5. "In Markets Time is Flexible."
The Capital Asset Pricing Model assumes all investors think alike "holding the securities in question for exactly the same length of time." With a fractal view, different time-scales don't have different risk. "The same risk factors, the same formulae apply to a day as to a year, an hour as to a month. Only the magnitude differs, not the proportions."
"Statistically speaking, the risks of a day are much like those of a week, a month, or a year. But the price variations scale with time."
6. "Markets in All Places and Ages Work Alike."
"In a market there is, I believe, a spontaneous internal life, an inherent activity that comes from the way people come together, organize themselves in banks or brokerages, and exchange assets. This internal process does not make prices on its own; but it is certainly part of the price-setting mechanism." Fractal geometry, "the study of patterns, in space or time, that remain the same even as the scale of observation changes," is an example of invariance in the natural world. "One of the surprising conclusions of fractal market analysis is the similarity of certain variables from one type of market to another."
7. "Markets Are Inherently Uncertain, and Bubbles Are Inevitable."
"With financial prices, scaling means that the odds of a massive price movement given a large one are akin to those of a large movement given a merely sizeable one." Scaling "makes decisions difficult, prediction perilous, and bubbles a certainty." For more about chance and uncertainty in the market read Nassim Taleb's work.
8. "Markets Are Deceptive."
"People want to see patterns in the world," even if there are none. An important skill but one that can lead to self-deception in the market. "By sheer operations of chance, one might easily see a three-wave, fifty-year pattern emerging over a century and a half of data." Let that sink in. "Chance alone can produce deceptively convincing patterns." This doesn't mean that charts don't have patterns, but "it is a bold investor who would try to forecast a specific price level based solely on a pattern in the charts."
9. "Forecasting Prices May Be Perilous, but You Can Estimate the Odds of Future Volatility."
"The data overwhelmingly show that the magnitude of price changes depends on those of the past, and that the bell curve is a nonsense." Volatility clusters, but "forecasting volatility is like forecasting the weather." It is probably possible and it is a problem researchers are currently working on. If volatility can be forecast, this is good news for people who manage or profit from risk.
10. "In Financial Markets, the Idea of 'Value' Has Limited Value."
Financial analysts try to calculate value or model it, which "implies that value is somehow a single number that is a rational, solvable function of information." Value "is a mean, an average, something certain in a chaos of conflicting information. People like the comfort of such thinking." Is this useful to calculate value with Price-earnings ratios or hard assets etc.? "Surely the 'real' value [of any company] changes every month, every week, every day--even tick-by-tick . . . and if that value changes constantly, then of what practical use is it . . . ?"
There is such a thing as intrinsic value, but in turbulent markets it is "a slippery concept, and one whose usefulness is vastly over-rated."
A true scientist understands a theory is never the truth but only a tool to further an investigation.

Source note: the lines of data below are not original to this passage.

PR #6561, opened 2026-07-23
Fix CLI positional argument overflow

hsyntax:
A positional variadic with a `max` stopped consuming values once it reached the limit, but any remaining operands were ignored after parsing finished.

For example:

```ts
const upload = Command.make("upload", {
  files: Argument.string("file").pipe(
    Argument.variadic({ max: 2 })
  )
})
```

Running:

```sh
upload a.txt b.txt c.txt
```

previously succeeded with `["a.txt", "b.txt"]` and silently discarded `c.txt`. It now fails with:

```text
Unexpected positional argument: "c.txt"
```

The fix rejects positional operands left over after the complete command has been parsed.

Variadics can still pass operands to positional arguments declared after them, so this remains valid:

```ts
const copy = Command.make("copy", {
  sources: Argument.string("source").pipe(
    Argument.variadic({ max: 2 })
  ),
  destination: Argument.string("destination")
})
```

```sh
copy a.txt b.txt output/
```

Partial parsing for shared flags and parent command context also continues to preserve operands, since those may belong to the active command or subcommand.

*This PR was raised with the help of Codex ( GPT-5.6-Sol-high )*

## Summary by CodeRabbit

* **New Features**
  * Added a dedicated CLI error for unexpected leftover positional arguments, with clear messaging for one or multiple extra operands.
* **Bug Fixes**
  * CLI parsing now rejects unconsumed positional arguments after command/context parsing, including cases beyond configured variadic limits.
  * Refined shared and inherited option parsing so leftover tokens are handled consistently when combining parsers.
* **Tests**
  * Expanded coverage for unexpected-argument scenarios and verified error message formatting.

### DIFF
--- a/.changeset/fix-cli-unexpected-arguments.md
+++ b/.changeset/fix-cli-unexpected-arguments.md
@@ -1,0 +1,5 @@
+---
+"effect": patch
+---
+
+Reject unexpected positional arguments left after command parsing, including values exceeding `Argument.variadic` maximum bounds.
--- a/packages/effect/src/unstable/cli/CliError.ts
+++ b/packages/effect/src/unstable/cli/CliError.ts
@@ -2,11 +2,11 @@
  * Defines structured errors for the unstable CLI parser and runner.
  *
  * CLI errors describe problems such as unknown or duplicate flags, missing
- * flags or arguments, invalid values, unknown subcommands, user handler
- * failures, and requests to show command help. This module includes the
- * `CliError` union, the `isCliError` guard, schema-backed error classes with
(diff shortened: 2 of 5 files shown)


IMax153:
I think this is the behavior that we want / expect, no?

hsyntax:
> I think this is the behavior that we want / expect, no?

Just to clarify, are you asking if the original behaviour was correct? 

The core problem here is that the original implementation was silently dropping user input - especially when a `max` num was defined. 

Codex also states that the v3 @effect/cli implementation did fail this case with a `Received unknown argument: '<value>'` error, but I didn't verify that myself.

PR #6564, opened 2026-07-23
Run SQL persistence cleanup in bounded batches

AVtheking:
## Summary

- add expiry indexes for the shared SQL persistence table across PostgreSQL, MySQL, SQL Server, and SQLite
- replace the unbounded startup deletion with a scoped worker that deletes expired entries in batches of 1,000 until drained
- use dialect-appropriate atomic deletion queries and retain a short delay between batches
- add integration coverage for bounded cleanup while preserving live and future entries

## Motivation

Previously, expiration cleanup was coupled to `BackingPersistence.make`. There was no independent cleanup process, so expired entries for a store were only considered when that store was opened again. If `make` was never called again, those rows could remain in `effect_persistence` indefinitely.

When cleanup did run, it issued one unbounded `DELETE` for every expired entry in that store. The `expires` column also had no supporting index, so the database could scan a large part of the table and delete an arbitrary number of rows in a single statement. That combination could cause significant database load, longer-held locks, and unpredictable startup latency.

Each app instance runs its own cleanup worker. The bounded statements remain safe when workers overlap; PostgreSQL and SQL Server coordinate through row locking, while a MySQL deadlock aborts one cleanup attempt and is logged before the next periodic retry.

## Validation

- `pnpm lint-fix`
- `pnpm check`
- `pnpm test packages/sql/pg/test/Persistence.test.ts` (14 tests)
- `pnpm test packages/sql/mysql2/test/Persistence.test.ts` (12 tests)
- `pnpm test packages/sql/sqlite-node/test/Persistence.test.ts` (11 tests)
- SQL Server 2022 container verification for the actual 1,000-row and trailing-batch delete query

Closes EFF-256

## Summary by CodeRabbit

* **New Features**
  * SQL-backed shared-table persistence now automatically cleans up expired entries in indexed, bounded background batches.
  * Cleanup runs periodically, deleting expired rows until none remain while preserving active/non-expiring entries.
  * The required expiration index is created if missing to support efficient cleanup across SQL dialects.
* **Bug Fixes**
  * Expired-row cleanup is no longer limited to startup for a single store; it now applies consistently to shared SQL persistence.
* **Tests**
  * Added SQL persistence cleanup coverage for MySQL, PostgreSQL, and SQLite, including batch deletion behavior and expiration index verification.

*This PR was raised with the help of Codex ( GPT-5.6-Sol-high )*


packages/effect/src/unstable/persistence/Persistence.ts
```diff
@@ -538,7 +539,7 @@ export const layerBackingSql: Layer.Layer<
       `,
     mssql: () =>
       sql`
-        IF NOT EXISTS (SELECT * FROM sysobjects WHERE name=${table} AND xtype='U')
+        IF NOT EXISTS (SELECT * FROM sysobjects WHERE name=${"effect_persistence"} AND xtype='U')
```
hsyntax:
```suggestion
        IF NOT EXISTS (SELECT * FROM sysobjects WHERE name=${table} AND xtype='U')
```

PR #679, opened 2018-03-23
Support customized User::getAuthIdentifier()

oanhnn:
In some cases, you want customize `User::getAuthIdentifier()` method. 
Eg. in my case, I want add prefix `u` and `s` for `User` and `Staff` model, and both two models authenticate by the guard `web`.
This pull request is support those cases.

Sorry, my English is not good.


oanhnn:
Yes. Please make it your self on next version. 
I think `$request->user()` should return Authenticatable Contract or Null .

PR #710, opened 2018-05-15
Use dropIfExists() instead of drop()

adriaanzon:
I was getting errors about this in my tests, which start with an empty database.


Sephster:
Shouldn't this have been merged into version 6 branch, not 5? @taylorotwell @adriaanzon

adriaanzon:
@Sephster Yes, it should have been merged into `6.0`. `5.0` was this repository's default branch at the time I made this pull request. This is also true for #704.

@taylorotwell should a new pull request be made to the `6.0` branch?

Issue #122, opened 2016-10-07
Support to Uuid


jimmylagp:
I have a problem with Passport and my Uuid users. Can you give me a solution for that problem?.

nikkuang:
Since Passport uses integer for user id, If you want to use uuid for your users you have to modify the script for migration. If you have the latest version of Passport, you can add this code `Passport::ignoreMigrations();` on your `AuthServiceProvider@register` then run 

`php artisan vendor:publish --tag=passport-migrations`

and just change migration scripts just change all user_id from integer to uuid and run your updated migration script

livingos:
I think the client id should also be a Uuid by default and not just an integer. 

If you are making your API available to external users, Uuid makes more sense.

heisian:
Yes I'm looking for this as well - it seems pretty standard in any OAuth scheme to use UUID or some sort of random string instead of normal integers for a client ID.

heisian:
Introduced UUID here:
https://github.com/laravel/passport/pull/168

ssuhat:
is this has been merge?. can't apply passport because of integer user_id

heisian:
@ssuhat no, not yet.  My pull request is working from the `master` branch while the current stable release is `1.0`.  So there may be more changes Taylor makes to `master` that I'll be pulling in.

Maybe this will make it to the next version.  My advice is to take my pull request and merge it into your own fork for now.

themsaid:
@ssuhat 

> can't apply passport because of integer user_id

You can alter the migration if you want.

ssuhat:
@themsaid i won't do that. it going take too much work to change my user_id to integer.

themsaid:
@ssuhat  No, I mean Passport's migrations, you can alter the key type to be string.

aliasdoc:
Hi when I try to publish migration files, it fails:
```php
php artisan vendor:publish --provider="Laravel\Passport\PassportServiceProvider" --tag=passport-migrations
Nothing to publish for tag [passport-migrations].
```

I added service provider in `config/app.php` : 
```php
/*
* Package Service Providers...
*/

 Laravel\Passport\PassportServiceProvider::class,
```

I forgot something ??
Thanks

heisian:
I get the same issue too. not sure why the migrations won't publish. will try with a completely fresh installation

jimmylagp:
[...]

PR #714, opened 2018-05-19
Made model classes configurable

robinvdvleuten:
With this PR, one can change and extend any model classes provided by Passport in a similar fashion as Spark. If people need stuff like UUIDs (#122), they can just add this functionality themselves without touching the Passport codebase. 

⚠️ Please note that this PR does not contain the complete change yet. But I would check with @taylorotwell and @themsaid first to see if they like this idea before putting more effort in it.

### DIFF
--- a/src/ClientRepository.php
+++ b/src/ClientRepository.php
@@ -12,7 +12,7 @@ class ClientRepository
      */
     public function find($id)
     {
-        return Client::find($id);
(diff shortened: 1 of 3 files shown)


Sephster:
I think the default branch needs updating as this is going to version 5, not version 6, which I believe is the latest stable

PR #715, opened 2018-05-21
Make model classes configurable

robinvdvleuten:
With this PR, one can change and extend any model classes provided by Passport in a similar fashion as Spark. If people need stuff like UUIDs (#122), they can just add this functionality themselves without touching the Passport codebase.


robinvdvleuten:
Now it's the correct branch 👍

PR #724, opened 2018-05-31
Protect client credentials grant

willtj:
As in https://tools.ietf.org/html/rfc6749#section-4.4:
> The client credentials grant type MUST only be used by confidential clients.

This adds a check that the given client is confidential (has a secret), which allows public clients to be created without the risk that they will be used to obtain a client_credentials grant.

Also adds tests for the changed function.


willtj:
I noticed from the failing tests in #725 that I'd missed an existing test class that should be updated rather than the new one in this commit - I'll update and commit again.

PR #725, opened 2018-05-31
Restrict grant types

willtj:
Adds the ability for clients to be restricted to specific grant types. Clients without a `grant_types` array will still be allowed subject to the existing restrictions.


willtj:
Broken tests - I'll fix.

taylorotwell:
Can you re-submit this with further explanations of why this is needed and how you are using it? Sorry, I'm not following based on the short description.

PR #729, opened 2018-05-31
Restrict grant types

willtj:
Following on from #725.

Adds the ability for OAuth clients to be restricted to specific grant types. Clients without a `grant_types` array will still be allowed any grant type, subject to the existing restrictions.

For example, existing checks allow any third party client to request an `authorization_code` grant. This change would allow a client to be set up in such a way that it may be used for a `client_credentials` grant type but not `authorization_code`. A similar implementation can be seen in:
- Auth0: [docs](https://auth0.com/docs/applications/application-grant-types#how-to-edit-the-client-grant_types-property)
- The bshaffer/oauth2-server-php library: [docs](http://bshaffer.github.io/oauth2-server-php-docs/overview/grant-types/#restricting-grant-types-to-clients) and [code](https://github.com/bshaffer/oauth2-server-php/blob/8856aed1a98d6da596ae3f9b8095b5c7a1581697/src/OAuth2/Storage/MongoDB.php#L109)


taylorotwell:
Thanks. Would it make sense to add grant_types as a cast on the Client Eloquent model?

willtj:
Good point - PR coming up.

mro95:
This feature is missing documentation. Also the grant_types column is missing in the migration.

PR #736, opened 2018-06-12
Private Key Length

amrfayad:
Add private key length in .env file to control the length generated private key


taylorotwell:
I would rather just see key length be an argument. `env` helper is not intended to be called outside of configuration files.

amrfayad:
i have change it to be inside configuration files 

[https://github.com/laravel/passport/pull/737](url) .

PR #742, opened 2018-06-19
Private Key Length

amrfayad:
Add private key length as argument to the CLI command


amrfayad:
@taylorotwell    why this pull request fails ?

Issue #691, opened 2018-04-10
Client credentials are not secure for documented use case


soundsgoodsofar:
Reading the documentation (https://laravel.com/docs/5.6/passport#client-credentials-grant-tokens) makes it sound like a token issued for a client grant would be secure to use for internal machine-to-machine authentication.

However the CheckClientCredentials middleware does *not* validate that a token is actually a client credential.  It will accept a token generated for anything--password grants included.  This means that if these routes are reachable, anyone could call these internal endpoints doing who knows what.

The documentation is misleading and dangerous.  It makes it sound like these tokens can be used to secure API calls from internal services, but implementing it as documented does nothing of the sort.

I thought maybe I could use scopes to limit the permissions on a per-client basis but that doesn't work either!  Any client can request any scopes.  Client credentials don't have an associated user, so I can't do user-based permissions either.  Seems like client credentials aren't a fully baked concept.

soundsgoodsofar:
For anyone else trying to sort out how to use this, I duplicated CheckClientCredentials.php to my own class, SecureCheckClientCredentials.php.  Change the middleware registration in Kernel.php.

Then you can add something like this after the $psr try-catch block.

```
$client = Client::findOrFail($psr->getAttribute('oauth_client_id'));

if ($client->password_client || $client->personal_access_client) {
    throw new AuthorizationException;
}
```

You could just check the client ID directly if you want to restrict to a specific client, or do whatever you want.  Personally I'd like to have an attribute, Client->internal_client, the same way we have it for password and personal_access, but I'm trying to do as little surgery as possible and this works for my purposes.

robbytaylor:
@soundsgoodsofar, thanks for that workaround. Did you try opening a PR to put that change into Passport's `CheckClientCredentials`?

taylorotwell:
Hmm, maybe I'm confused but it seems to me the different grants are just different ways of obtaining a token. It is still up to you to make sure whatever given token can perform a given action? 

It feels like I would probably do this by checking the token directly in the route...

Something maybe like (from within user model):

```php
public function canDoSomething()
{
     return $this->accessToken && $this->accessToken->client->something();
}
```

robbytaylor:
> Hmm, maybe I'm confused but it seems to me the different grants are just different ways of obtaining a token. It is still up to you to make sure whatever given token can perform a given action?

[...]

PR #747, opened 2018-06-24
Added ability to restrict scopes for a client

robbytaylor:
This is a partial fix for https://github.com/laravel/passport/issues/691.

With this change the scopes which a client can issue tokens for is limited to it's own array of `scopes`. This allows scopes to be used to protect internal machine-to-machine requests from being accessed by users with valid password grant tokens.

This adds functionality which exists in other PHP OAuth server implementations. e.g. https://bshaffer.github.io/oauth2-server-php-docs/overview/scope:

> The scope(s) available to a client are controlled by a combination of the scope field in the client storage, and the list of scopes available, as defined in the scope storage.
>
> When the client has a list of scopes configured alongside it, the client is restricted to use only those scopes. When there are no scopes configured, the client is not restricted in what scopes it may use, it is able to use all scopes available within the authorization server.

This implementation behaves in the same way.

One thing I noticed is that following https://github.com/laravel/passport/pull/729 the migration to create the `oauth_clilents` table hasn't been updated to include the `grant_types` column. If this PR gets merged I'll therefore do another PR to add both the `grant_types` and `scopes` columns, if that's helpful.

### DIFF
--- a/src/Bridge/ScopeRepository.php
+++ b/src/Bridge/ScopeRepository.php
@@ -2,12 +2,20 @@
 
 namespace Laravel\Passport\Bridge;
 
+use Laravel\Passport\ClientRepository;
 use Laravel\Passport\Passport;
 use League\OAuth2\Server\Entities\ClientEntityInterface;
 use League\OAuth2\Server\Repositories\ScopeRepositoryInterface;
 
 class ScopeRepository implements ScopeRepositoryInterface
 {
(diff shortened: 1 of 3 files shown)


taylorotwell:
It feels like we are adding all kinds of code before addressing my original question and simple solution in the original PR? I would like to see that discussed first and then we can re-visit these.

PR #748, opened 2018-06-24
Update CheckClientCredentials middleware to fail if client is a first party client

robbytaylor:
This fixes the issue discussed in https://github.com/laravel/passport/issues/691 by ensuring the `CheckClientCredentials` middleware doesn't grant access by tokens granted by personal access or password clients.

This is a slightly modified version of the workaround proposed by @ soundsgoodsofar in https://github.com/laravel/passport/issues/691#issuecomment-380209374


taylorotwell:
My comment was never really addressed in the original PR.

PR #758, opened 2018-07-10
Fix key length issue on passport:install

Donovan-H:
`passport:install` is failing with:
 `openssl_pkey_new(): private key length is too short; it needs to be at least 384 bits, not 0`

Type casting the `passport:key` `--length` argument to an integer fixes this issue.

The RSA::createKey method requires an integer to be passed.
https://github.com/phpseclib/phpseclib/blob/master/phpseclib/Crypt/RSA.php#L334

### DIFF
--- a/src/Console/KeysCommand.php
+++ b/src/Console/KeysCommand.php
@@ -32,7 +32,7 @@ class KeysCommand extends Command
      */
     public function handle(RSA $rsa)
     {
-        $keys = $rsa->createKey($this->input ? $this->option('length') : 4096);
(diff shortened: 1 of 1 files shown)


JosephNC:
Well for me, it doesn't. Only integers lower or equal to 256 works

rtuin:
Good stuff. Was actually just running into this!

drmmr763:
I had this issue and the CLI param fixed it partially; but it also manifested its self when using the OAuth Client Password Grant Type endpoint; can anyone confirm if this fix will address that or if more work is needed in that area?

PR #64, opened 2022-07-01
Changed orb behavior and task list design, added support for task graph with 2 levels

ovenmitt:


unity/ARUI/Readme_ARUI.txt
```diff
@@ -0,0 +1,52 @@
...
+    {
+        {"0", "Text example MainTask 1"},
+        {"1", "Text example Subtask 1 of MainTask 1"},
+        {"1", "Text example Subtask 2 of MainTask 1"},
+	{"1", "Text example Subtask 2 of MainTask 1"},
+	{"1", "Text example Subtask 2 of MainTask 1"},
+        {"0", "Text example MainTask 2"},
+        {"0", "Text example MainTask 3"},
+	{"1", "Text example Subtask 1 of MainTask 3"},
+	{"1", "Text example Subtask 2 of MainTask 3"},
```
Purg, line 25: It's not a blocker at the moment, but there is a mixture of tabs and spaces here (and likely in other locations). For consistency in viewing across editing environments (and web viewers like here!), the general practice is to prefer spaces over tabs.

PR #65, opened 2022-07-05
Add QueryImageSize service

joshanderson-kw:
Add a ROS service so that the spatial mapper node can request the current image dimensions that are being handled.

This fixes a bug where the spatial mapper's assumed image dimensions (1920x1080) did not match the actual size (1280x720) of the images being handled, causing the boxes to appear in the wrong 3d locations.

### DIFF
--- a/ros/angel_msgs/srv/QueryImageSize.srv
+++ b/ros/angel_msgs/srv/QueryImageSize.srv
@@ -1,0 +1,4 @@
+# Query the current image dimensions
+---
+int16 image_width
+int16 image_height
--- a/ros/angel_msgs/srv/QueryImageSize.srv
+++ b/ros/angel_msgs/srv/QueryImageSize.srv
@@ -1,4 +1,6 @@
 # Query the current image dimensions
+# Note that image_width and image_height may be -1 if an image has not been
+# received by the image_converter node yet
 ---
 int16 image_width
 int16 image_height
--- a/ros/angel_system_nodes/angel_system_nodes/object_detector.py
+++ b/ros/angel_system_nodes/angel_system_nodes/object_detector.py
@@ -12,7 +12,6 @@ from smqtk_core.configuration import from_config_dict
 from smqtk_detection.interfaces.detect_image_objects import DetectImageObjects
 
 from angel_msgs.msg import ObjectDetection2dSet
-from angel_msgs.srv import QueryImageSize
 from angel_utils.conversion import from_detect_image_objects_result
 
 
@@ -49,17 +48,8 @@ class ObjectDetector(Node):
             1
         )
 
-        # Start a service to allow other nodes to get the current image size
-        self._image_size_service = self.create_service(QueryImageSize,
-                                                       "query_image_size",
-                                                       self.query_image_size_callback)
-
         self._frames_recvd = 0
         self._prev_time = -1
-
-        # These are populated from the image message and used for the image size service
-        self._image_width = -1
-        self._image_height = -1
 
         # instantiate detector from the given config
         with open(self._detector_config, "r") as f:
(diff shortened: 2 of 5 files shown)


ros/angel_system_nodes/angel_system_nodes/object_detector.py
```diff
@@ -48,9 +49,18 @@ def __init__(self):
             1
         )
 
+        # Start a service to allow other nodes to get the current image size
+        self._image_size_service = self.create_service(QueryImageSize,
```
Purg, line 53: Would it be better if this service was defined / provided by the image converter node `ros/angel_datahub/src/image_converter.cpp`? That is the "source" (that we control at least) of the image data that is being emitted into the system.

ros/angel_msgs/srv/QueryImageSize.srv
```diff
@@ -0,0 +1,4 @@
+# Query the current image dimensions
```
Purg, line 1: You establish in the code that the width and height may be `-1` if an image has not been seen yet. That should be documented here.

ros/angel_system_nodes/angel_system_nodes/spatial_mapper.py
```diff
@@ -79,14 +80,40 @@ def __init__(self):
...
         #log.set_level(10)
 
 
+    def send_image_size_request(self):
+        """
+        Sends a `QueryImageSize` request message to the QueryImageSize
+        service running in the object detector node.
+        """
+        self.req = QueryImageSize.Request()
+        self.future = self.image_size_client.call_async(self.req)
```
Purg, line 112: I don't think this future needs to be an attribute of the instance and could just be a local variable.

ros/angel_system_nodes/angel_system_nodes/spatial_mapper.py
```diff
@@ -79,14 +80,40 @@ def __init__(self):
 
         self.poses = []
 
-        # TODO: get this from a ROS message?
-        self.image_height = 1080
-        self.image_width = 1920
+        # default image dimensions used if we fail to get the current image size
```
Purg, line 83: I might think that we *don't* want defaults defined here because if we cannot get the image size then there may be issues with the system abound like there are no images being published yet. I imagine the current setup is not "succeeding" every time due to race conditions, so we are becoming half-reliant that these defaults are correct.

ros/angel_system_nodes/angel_system_nodes/object_detector.py
hdefazio: Just looping myself into this conversation

joshanderson-kw: Went ahead and moved the service there.

ros/angel_system_nodes/angel_system_nodes/spatial_mapper.py
```diff
@@ -79,14 +80,40 @@ def __init__(self):
...
+        self.image_height = 720
+        self.image_width = 1280
+
+        # attempt to get the current image size from the object detector
+        self.image_size_client = self.create_client(QueryImageSize, 'query_image_size')
+        while not self.image_size_client.wait_for_service(timeout_sec=1.0):
+            log.info("Waiting for image size service...")
+
+        r = self.send_image_size_request()
```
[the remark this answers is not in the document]
Purg: I see. We can stick with the service call in the constructor. We need that information before reliably continuing on anyway, so looping until we get it seems sensible. Maybe limiting the maximum rate we query, or timing out after a while would be nice to haves, but I don't think critical given our context: it can hard-block until the service resolves.

ros/angel_system_nodes/angel_system_nodes/spatial_mapper.py
```diff
@@ -80,38 +80,35 @@ def __init__(self):
...
-            log.warn(f"Using default image dimensions {self.image_width}x{self.image_height}")
-        else:
-            self.image_height = r.image_height
-            self.image_width = r.image_width
+                     + " Make sure the image converter node is running and receiving frames")
 
-        log = self.get_logger()
-        #log.set_level(10)
+            r = self.send_image_size_request()
+            time.sleep(1)
```
Purg, line 96: I presume you want to sleep *before* sending out the request again.

joshanderson-kw: Good catch!

Purg (approved):

PR #66, opened 2022-07-05
Add CoffeeDemoTask recipe to task monitor node

joshanderson-kw:


ros/angel_system_nodes/angel_system_nodes/task_monitor.py
```diff
@@ -52,6 +53,89 @@ def __init__(self):
...
+        # Create the transitions between steps, assuming linear steps
+        self.transitions = []
+        for idx, step in enumerate(self.steps):
+            # No transition needed for the last step
+            if idx < (len(self.steps) - 1):
+                self.transitions.append({'trigger': step['name'],
+                                         'source': step['name'],
+                                         'dest': self.steps[idx + 1]['name']})
+
+        self.machine = Machine(model=self, states=self.steps,
```
Purg, line 103: It took me a second to understand that this was modifying `self` with additional attributes and functions. Is there a quick link to the transitions docs about this for reference?

ros/angel_system_nodes/angel_system_nodes/task_monitor.py
```diff
@@ -98,11 +182,34 @@ def __init__(self):
         self._timer_lock = threading.RLock()
 
         self._activity_action_dict = {
```
Purg, line 184: Is this the mapping that links activity detector output to the task transition functions? If so, we should leave a little comment to that effect.

Purg (commented):
Looks pretty great! Just a couple of additional comments/references I'd love to see here. Thanks for getting this done so fast!

ros/angel_system_nodes/angel_system_nodes/task_monitor.py
joshanderson-kw: I added a link in the class doc string to creating the state machines. Technically, `steps` and `transitions` don't have to be `self` attributes, but I use them later to figure out what the next activity should be and what the list of steps is.

PR #67, opened 2022-07-05
Fix package.xml file isolation

Purg:
The previous method was not removing empty directories that resulted
from removing files. This caused excessive rebuild's of package
dependencies if any directory structure in the workspace was changed.
This adjusted isolation method is more explicit in retaining the target
files instead of trying to be fancy with inversion.

@joshanderson-kw Please just sanity check me here.

### DIFF
--- a/docker/workspace-build/Dockerfile
+++ b/docker/workspace-build/Dockerfile
@@ -61,7 +61,11 @@ ENV ANGEL_WORKSPACE_DIR="${ANGEL_WORKSPACE_DIR}"
 #
 FROM base AS tmp_package_files
 COPY ./ros "${ANGEL_WORKSPACE_DIR}"/src
-RUN find "${ANGEL_WORKSPACE_DIR}"/src -type f \! -name "package.xml" -print | xargs rm
+RUN mkdir "${ANGEL_WORKSPACE_DIR}"/tmp \
+ && (find "${ANGEL_WORKSPACE_DIR}"/src -type f -name 'package.xml' -print | xargs -n1 -I{} cp --parents {} "${ANGEL_WORKSPACE_DIR}"/tmp) \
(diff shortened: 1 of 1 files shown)


joshanderson-kw:
I don't think I fully understand what this is doing. Is it creating a temporary directory with the same structure as `ros` with only the package.xml files so that all of the dependencies can be installed?

joshanderson-kw:
> > I don't think I fully understand what this is doing. Is it creating a temporary directory with the same structure as `ros` with only the package.xml files so that all of the dependencies can be installed?
> 
> Yup. The previous RUN line was trying to do that by "removing everything that wasn't a package.xml file" but this method was flawed in that it left empty directories around. This is not an issue for rosdep to function, but it would invalidate the docker cache when a directory somewhere else in the code base was added/removed/changed, causing a rebuild of subsequent layers, despite the fact that nothing changed with the package.xml file layout or content. This method is more verbose, but more stable in that it quite explicitly only retains the package.xml files directly.

Ok, gotcha. Thanks! For the clarification! Looks good to me then.

joshanderson-kw (approved):

Purg:
> > > I don't think I fully understand what this is doing. Is it creating a temporary directory with the same structure as `ros` with only the package.xml files so that all of the dependencies can be installed?
> > 
> > 
> > Yup. The previous RUN line was trying to do that by "removing everything that wasn't a package.xml file" but this method was flawed in that it left empty directories around. This is not an issue for rosdep to function, but it would invalidate the docker cache when a directory somewhere else in the code base was added/removed/changed, causing a rebuild of subsequent layers, despite the fact that nothing changed with the package.xml file layout or content. This method is more verbose, but more stable in that it quite explicitly only retains the package.xml files directly.
> 
> Ok, gotcha. Thanks! For the clarification! Looks good to me then.

Thanks for the check!

PR #68, opened 2022-07-07
Add AngelARUI gameobject to arui_engineering scene

joshanderson-kw:
Add the `AngelARUI` script and `TapTestData` script to the arui_engineering scene. Modify the PTG MRTK configuration profile to use the `AngelMRTKInputSystemProfile` for speech/gesture recognition.

Engineering logging panels are still present. Wasn't sure if we wanted to remove those just yet.


Purg:
> Engineering logging panels are still present. Wasn't sure if we wanted to remove those just yet.

Fine for now, we'll likely find concrete motivation to remove then in the final pass of "play testing".

Purg (approved):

A theory is a tool that must be either totally refuted or encompassed by a broader theory if progress is to be made. This process of learning is never ending and any conclusion is an imaginary concept. In a universe flowing like a river, alive and complex, every conclusion, belief, or opinion is a static image, always partial and dead to the new.
If I've made a mistake or if you disagree, I'd love to hear what other traders and market enthusiasts think. I'm not an expert nor am I advising you. Have a great week!